*Activity*
As the answer, give every line of the records that includes the word "export".

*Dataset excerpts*
PR #384, opened 2018-10-10
Removing last bits of asserts

schmidt-sebastian:
This removes all remaining asserts from the unit tests and replaces them with chai.

### DIFF
--- a/dev/src/backoff.ts
+++ b/dev/src/backoff.ts
@@ -51,7 +51,7 @@ const DEFAULT_JITTER_FACTOR = 1.0;
 /*!
  * The timeout handler used by `ExponentialBackoff`.
  */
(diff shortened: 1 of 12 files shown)


dev/src/backoff.ts
```diff
@@ -62,7 +62,8 @@ let delayExecution: typeof setTimeout = setTimeout;
  * @private
  * @param {function} handler A handler than matches the API of `setTimeout()`.
  */
-export function setTimeoutHandler(handler: typeof setTimeout): void {
+export function setTimeoutHandler(
```
schmidt-sebastian: The usage in test/watch.ts suddenly didn't compile anymore since `setImmediate` is not of type `setTimeout`.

*Exercise solution*
-export function setTimeoutHandler(handler: typeof setTimeout): void {
+export function setTimeoutHandler(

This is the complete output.